--- DATA IN THIS EXERCISE ---
PR #26845, opened 2025-10-14
[CI] Fix mypy for `vllm/executor`

yewentao256:
## Purpose

Part of the https://github.com/vllm-project/vllm/issues/26533

## Test

```bash
(vllm-user-6) vllm-user-6@centralia:~/vllm-source$ pre-commit run --hook-stage manual mypy-3.10 -a
```


DarkLight1337 (commented):
This directory is V0 code which will be removed soon anyways, I think there is not much value in fixing mypy here

hmellor:
Given that the work has been done and the tests pass, could we merge anyway?

The timeline for removal of all remaining V0 code is uncertain and doing this would allow us to push forward with running mypy directly instead of via our complicated script.

DarkLight1337 (approved):
OK then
---
WHAT IS NEEDED ::
Copy every line of the listing that contains the word "code".

OUTPUT OF THE EXERCISE ::
This directory is V0 code which will be removed soon anyways, I think there is not much value in fixing mypy here
The timeline for removal of all remaining V0 code is uncertain and doing this would allow us to push forward with running mypy directly instead of via our complicated script.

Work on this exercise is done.